§ EXERCISE MATERIAL:
··········

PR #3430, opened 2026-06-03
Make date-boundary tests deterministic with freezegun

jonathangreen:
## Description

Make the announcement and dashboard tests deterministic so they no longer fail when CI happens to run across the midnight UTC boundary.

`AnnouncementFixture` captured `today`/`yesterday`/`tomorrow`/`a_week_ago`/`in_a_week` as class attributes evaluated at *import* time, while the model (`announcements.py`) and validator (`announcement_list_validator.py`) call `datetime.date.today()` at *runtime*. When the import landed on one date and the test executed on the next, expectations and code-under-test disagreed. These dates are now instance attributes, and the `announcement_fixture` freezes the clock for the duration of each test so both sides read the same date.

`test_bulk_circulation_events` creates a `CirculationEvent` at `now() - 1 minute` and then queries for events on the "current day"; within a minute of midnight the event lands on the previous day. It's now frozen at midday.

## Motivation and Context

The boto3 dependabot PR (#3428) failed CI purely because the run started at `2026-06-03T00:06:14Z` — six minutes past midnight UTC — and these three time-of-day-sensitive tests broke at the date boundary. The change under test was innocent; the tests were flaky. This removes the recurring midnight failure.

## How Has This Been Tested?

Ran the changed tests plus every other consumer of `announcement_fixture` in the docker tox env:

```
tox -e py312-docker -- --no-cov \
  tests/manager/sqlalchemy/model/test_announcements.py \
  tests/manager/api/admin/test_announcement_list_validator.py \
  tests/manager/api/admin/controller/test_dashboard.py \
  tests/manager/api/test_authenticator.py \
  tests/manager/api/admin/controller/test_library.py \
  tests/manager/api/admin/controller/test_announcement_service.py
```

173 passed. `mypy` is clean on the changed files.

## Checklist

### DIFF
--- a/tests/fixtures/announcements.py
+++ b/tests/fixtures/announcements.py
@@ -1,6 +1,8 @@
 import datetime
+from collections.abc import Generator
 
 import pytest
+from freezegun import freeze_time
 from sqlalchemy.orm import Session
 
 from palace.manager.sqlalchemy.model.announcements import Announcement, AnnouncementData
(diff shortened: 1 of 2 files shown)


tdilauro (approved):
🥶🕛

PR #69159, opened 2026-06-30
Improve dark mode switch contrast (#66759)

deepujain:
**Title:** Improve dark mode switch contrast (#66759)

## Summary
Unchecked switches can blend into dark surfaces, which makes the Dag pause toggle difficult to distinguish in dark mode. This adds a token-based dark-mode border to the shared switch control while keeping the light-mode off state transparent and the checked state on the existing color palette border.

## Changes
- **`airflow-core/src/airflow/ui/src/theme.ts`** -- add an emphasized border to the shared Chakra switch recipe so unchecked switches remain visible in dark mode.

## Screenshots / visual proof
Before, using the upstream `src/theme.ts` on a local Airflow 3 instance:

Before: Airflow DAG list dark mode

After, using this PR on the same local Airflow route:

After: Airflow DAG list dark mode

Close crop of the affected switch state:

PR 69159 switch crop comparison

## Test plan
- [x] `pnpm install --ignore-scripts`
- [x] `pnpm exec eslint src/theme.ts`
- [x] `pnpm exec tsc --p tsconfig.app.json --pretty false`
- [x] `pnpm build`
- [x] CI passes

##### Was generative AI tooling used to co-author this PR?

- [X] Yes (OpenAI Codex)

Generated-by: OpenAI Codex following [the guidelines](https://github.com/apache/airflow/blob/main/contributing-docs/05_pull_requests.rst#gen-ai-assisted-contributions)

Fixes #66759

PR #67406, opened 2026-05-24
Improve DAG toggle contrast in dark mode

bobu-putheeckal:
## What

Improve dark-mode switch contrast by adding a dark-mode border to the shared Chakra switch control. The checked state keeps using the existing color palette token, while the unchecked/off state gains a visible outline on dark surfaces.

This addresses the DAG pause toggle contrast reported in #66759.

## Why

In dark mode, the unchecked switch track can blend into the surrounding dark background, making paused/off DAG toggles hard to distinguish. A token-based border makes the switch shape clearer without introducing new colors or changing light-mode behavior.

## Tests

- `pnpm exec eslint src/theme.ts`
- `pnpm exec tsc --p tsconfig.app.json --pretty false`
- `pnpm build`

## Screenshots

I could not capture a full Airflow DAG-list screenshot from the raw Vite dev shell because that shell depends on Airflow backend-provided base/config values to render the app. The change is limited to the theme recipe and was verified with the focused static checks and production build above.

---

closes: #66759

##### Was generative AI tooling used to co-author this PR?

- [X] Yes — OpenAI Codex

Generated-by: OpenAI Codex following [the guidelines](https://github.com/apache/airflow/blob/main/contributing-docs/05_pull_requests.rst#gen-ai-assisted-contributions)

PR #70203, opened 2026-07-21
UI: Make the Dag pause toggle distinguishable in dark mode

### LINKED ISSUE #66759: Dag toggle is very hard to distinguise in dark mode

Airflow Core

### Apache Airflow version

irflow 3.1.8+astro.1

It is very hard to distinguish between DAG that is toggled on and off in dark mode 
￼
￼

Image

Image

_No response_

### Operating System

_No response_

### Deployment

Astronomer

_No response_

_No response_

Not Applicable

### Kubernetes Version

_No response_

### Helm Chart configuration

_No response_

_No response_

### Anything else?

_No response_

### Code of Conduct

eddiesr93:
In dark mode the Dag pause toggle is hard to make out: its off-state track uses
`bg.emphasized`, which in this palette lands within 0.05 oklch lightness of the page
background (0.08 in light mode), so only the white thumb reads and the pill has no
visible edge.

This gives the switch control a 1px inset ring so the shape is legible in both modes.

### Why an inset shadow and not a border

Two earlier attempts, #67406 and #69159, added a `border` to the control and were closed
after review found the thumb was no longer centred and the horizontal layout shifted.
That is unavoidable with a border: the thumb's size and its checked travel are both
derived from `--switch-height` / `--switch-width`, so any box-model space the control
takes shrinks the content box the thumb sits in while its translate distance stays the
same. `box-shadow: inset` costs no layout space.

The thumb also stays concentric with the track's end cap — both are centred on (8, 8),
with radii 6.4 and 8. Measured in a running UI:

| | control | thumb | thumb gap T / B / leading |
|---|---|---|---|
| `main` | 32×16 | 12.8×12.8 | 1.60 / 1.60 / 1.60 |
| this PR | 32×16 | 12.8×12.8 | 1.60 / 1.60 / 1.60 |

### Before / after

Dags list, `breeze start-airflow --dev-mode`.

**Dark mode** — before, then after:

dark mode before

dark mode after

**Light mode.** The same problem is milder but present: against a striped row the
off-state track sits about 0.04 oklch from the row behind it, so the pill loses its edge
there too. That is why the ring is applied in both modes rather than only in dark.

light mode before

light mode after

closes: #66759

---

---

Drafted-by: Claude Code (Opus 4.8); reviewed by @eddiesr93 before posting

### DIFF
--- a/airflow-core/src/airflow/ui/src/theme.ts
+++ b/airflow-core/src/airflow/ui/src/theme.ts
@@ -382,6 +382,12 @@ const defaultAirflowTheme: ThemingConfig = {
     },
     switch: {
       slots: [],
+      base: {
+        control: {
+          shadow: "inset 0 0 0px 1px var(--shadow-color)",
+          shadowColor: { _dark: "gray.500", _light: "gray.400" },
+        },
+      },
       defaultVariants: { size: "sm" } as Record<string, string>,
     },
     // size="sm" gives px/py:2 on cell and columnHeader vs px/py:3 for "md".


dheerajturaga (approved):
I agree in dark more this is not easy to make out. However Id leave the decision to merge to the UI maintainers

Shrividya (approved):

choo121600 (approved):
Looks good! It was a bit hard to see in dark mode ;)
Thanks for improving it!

··········

§ WORK INSTRUCTIONS:
Reproduce the whole listing above word for word, dropping each image.

§ REPLY TO THE TASK:
PR #3430, opened 2026-06-03
Make date-boundary tests deterministic with freezegun

jonathangreen:
## Description

Make the announcement and dashboard tests deterministic so they no longer fail when CI happens to run across the midnight UTC boundary.

`AnnouncementFixture` captured `today`/`yesterday`/`tomorrow`/`a_week_ago`/`in_a_week` as class attributes evaluated at *import* time, while the model (`announcements.py`) and validator (`announcement_list_validator.py`) call `datetime.date.today()` at *runtime*. When the import landed on one date and the test executed on the next, expectations and code-under-test disagreed. These dates are now instance attributes, and the `announcement_fixture` freezes the clock for the duration of each test so both sides read the same date.

`test_bulk_circulation_events` creates a `CirculationEvent` at `now() - 1 minute` and then queries for events on the "current day"; within a minute of midnight the event lands on the previous day. It's now frozen at midday.

## Motivation and Context

The boto3 dependabot PR (#3428) failed CI purely because the run started at `2026-06-03T00:06:14Z` — six minutes past midnight UTC — and these three time-of-day-sensitive tests broke at the date boundary. The change under test was innocent; the tests were flaky. This removes the recurring midnight failure.

## How Has This Been Tested?

Ran the changed tests plus every other consumer of `announcement_fixture` in the docker tox env:

```
tox -e py312-docker -- --no-cov \
  tests/manager/sqlalchemy/model/test_announcements.py \
  tests/manager/api/admin/test_announcement_list_validator.py \
  tests/manager/api/admin/controller/test_dashboard.py \
  tests/manager/api/test_authenticator.py \
  tests/manager/api/admin/controller/test_library.py \
  tests/manager/api/admin/controller/test_announcement_service.py
```

173 passed. `mypy` is clean on the changed files.

## Checklist

### DIFF
--- a/tests/fixtures/announcements.py
+++ b/tests/fixtures/announcements.py
@@ -1,6 +1,8 @@
 import datetime
+from collections.abc import Generator
 
 import pytest
+from freezegun import freeze_time
 from sqlalchemy.orm import Session
 
 from palace.manager.sqlalchemy.model.announcements import Announcement, AnnouncementData
(diff shortened: 1 of 2 files shown)


tdilauro (approved):
🥶🕛

PR #69159, opened 2026-06-30
Improve dark mode switch contrast (#66759)

deepujain:
**Title:** Improve dark mode switch contrast (#66759)

## Summary
Unchecked switches can blend into dark surfaces, which makes the Dag pause toggle difficult to distinguish in dark mode. This adds a token-based dark-mode border to the shared switch control while keeping the light-mode off state transparent and the checked state on the existing color palette border.

## Changes
- **`airflow-core/src/airflow/ui/src/theme.ts`** -- add an emphasized border to the shared Chakra switch recipe so unchecked switches remain visible in dark mode.

## Screenshots / visual proof
Before, using the upstream `src/theme.ts` on a local Airflow 3 instance:

Before: Airflow DAG list dark mode

After, using this PR on the same local Airflow route:

After: Airflow DAG list dark mode

Close crop of the affected switch state:

PR 69159 switch crop comparison

## Test plan
- [x] `pnpm install --ignore-scripts`
- [x] `pnpm exec eslint src/theme.ts`
- [x] `pnpm exec tsc --p tsconfig.app.json --pretty false`
- [x] `pnpm build`
- [x] CI passes

##### Was generative AI tooling used to co-author this PR?

- [X] Yes (OpenAI Codex)

Generated-by: OpenAI Codex following [the guidelines](https://github.com/apache/airflow/blob/main/contributing-docs/05_pull_requests.rst#gen-ai-assisted-contributions)

Fixes #66759

PR #67406, opened 2026-05-24
Improve DAG toggle contrast in dark mode

bobu-putheeckal:
## What

Improve dark-mode switch contrast by adding a dark-mode border to the shared Chakra switch control. The checked state keeps using the existing color palette token, while the unchecked/off state gains a visible outline on dark surfaces.

This addresses the DAG pause toggle contrast reported in #66759.

## Why

In dark mode, the unchecked switch track can blend into the surrounding dark background, making paused/off DAG toggles hard to distinguish. A token-based border makes the switch shape clearer without introducing new colors or changing light-mode behavior.

## Tests

- `pnpm exec eslint src/theme.ts`
- `pnpm exec tsc --p tsconfig.app.json --pretty false`
- `pnpm build`

## Screenshots

I could not capture a full Airflow DAG-list screenshot from the raw Vite dev shell because that shell depends on Airflow backend-provided base/config values to render the app. The change is limited to the theme recipe and was verified with the focused static checks and production build above.

---

closes: #66759

##### Was generative AI tooling used to co-author this PR?

- [X] Yes — OpenAI Codex

Generated-by: OpenAI Codex following [the guidelines](https://github.com/apache/airflow/blob/main/contributing-docs/05_pull_requests.rst#gen-ai-assisted-contributions)

PR #70203, opened 2026-07-21
UI: Make the Dag pause toggle distinguishable in dark mode

### LINKED ISSUE #66759: Dag toggle is very hard to distinguise in dark mode

Airflow Core

### Apache Airflow version

irflow 3.1.8+astro.1

It is very hard to distinguish between DAG that is toggled on and off in dark mode 

Image

Image

_No response_

### Operating System

_No response_

### Deployment

Astronomer

_No response_

_No response_

Not Applicable

### Kubernetes Version

_No response_

### Helm Chart configuration

_No response_

_No response_

### Anything else?

_No response_

### Code of Conduct

eddiesr93:
In dark mode the Dag pause toggle is hard to make out: its off-state track uses
`bg.emphasized`, which in this palette lands within 0.05 oklch lightness of the page
background (0.08 in light mode), so only the white thumb reads and the pill has no
visible edge.

This gives the switch control a 1px inset ring so the shape is legible in both modes.

### Why an inset shadow and not a border

Two earlier attempts, #67406 and #69159, added a `border` to the control and were closed
after review found the thumb was no longer centred and the horizontal layout shifted.
That is unavoidable with a border: the thumb's size and its checked travel are both
derived from `--switch-height` / `--switch-width`, so any box-model space the control
takes shrinks the content box the thumb sits in while its translate distance stays the
same. `box-shadow: inset` costs no layout space.

The thumb also stays concentric with the track's end cap — both are centred on (8, 8),
with radii 6.4 and 8. Measured in a running UI:

| | control | thumb | thumb gap T / B / leading |
|---|---|---|---|
| `main` | 32×16 | 12.8×12.8 | 1.60 / 1.60 / 1.60 |
| this PR | 32×16 | 12.8×12.8 | 1.60 / 1.60 / 1.60 |

### Before / after

Dags list, `breeze start-airflow --dev-mode`.

**Dark mode** — before, then after:

dark mode before

dark mode after

**Light mode.** The same problem is milder but present: against a striped row the
off-state track sits about 0.04 oklch from the row behind it, so the pill loses its edge
there too. That is why the ring is applied in both modes rather than only in dark.

light mode before

light mode after

closes: #66759

---

---

Drafted-by: Claude Code (Opus 4.8); reviewed by @eddiesr93 before posting

### DIFF
--- a/airflow-core/src/airflow/ui/src/theme.ts
+++ b/airflow-core/src/airflow/ui/src/theme.ts
@@ -382,6 +382,12 @@ const defaultAirflowTheme: ThemingConfig = {
     },
     switch: {
       slots: [],
+      base: {
+        control: {
+          shadow: "inset 0 0 0px 1px var(--shadow-color)",
+          shadowColor: { _dark: "gray.500", _light: "gray.400" },
+        },
+      },
       defaultVariants: { size: "sm" } as Record<string, string>,
     },
     // size="sm" gives px/py:2 on cell and columnHeader vs px/py:3 for "md".


dheerajturaga (approved):
I agree in dark more this is not easy to make out. However Id leave the decision to merge to the UI maintainers

Shrividya (approved):

choo121600 (approved):
Looks good! It was a bit hard to see in dark mode ;)
Thanks for improving it!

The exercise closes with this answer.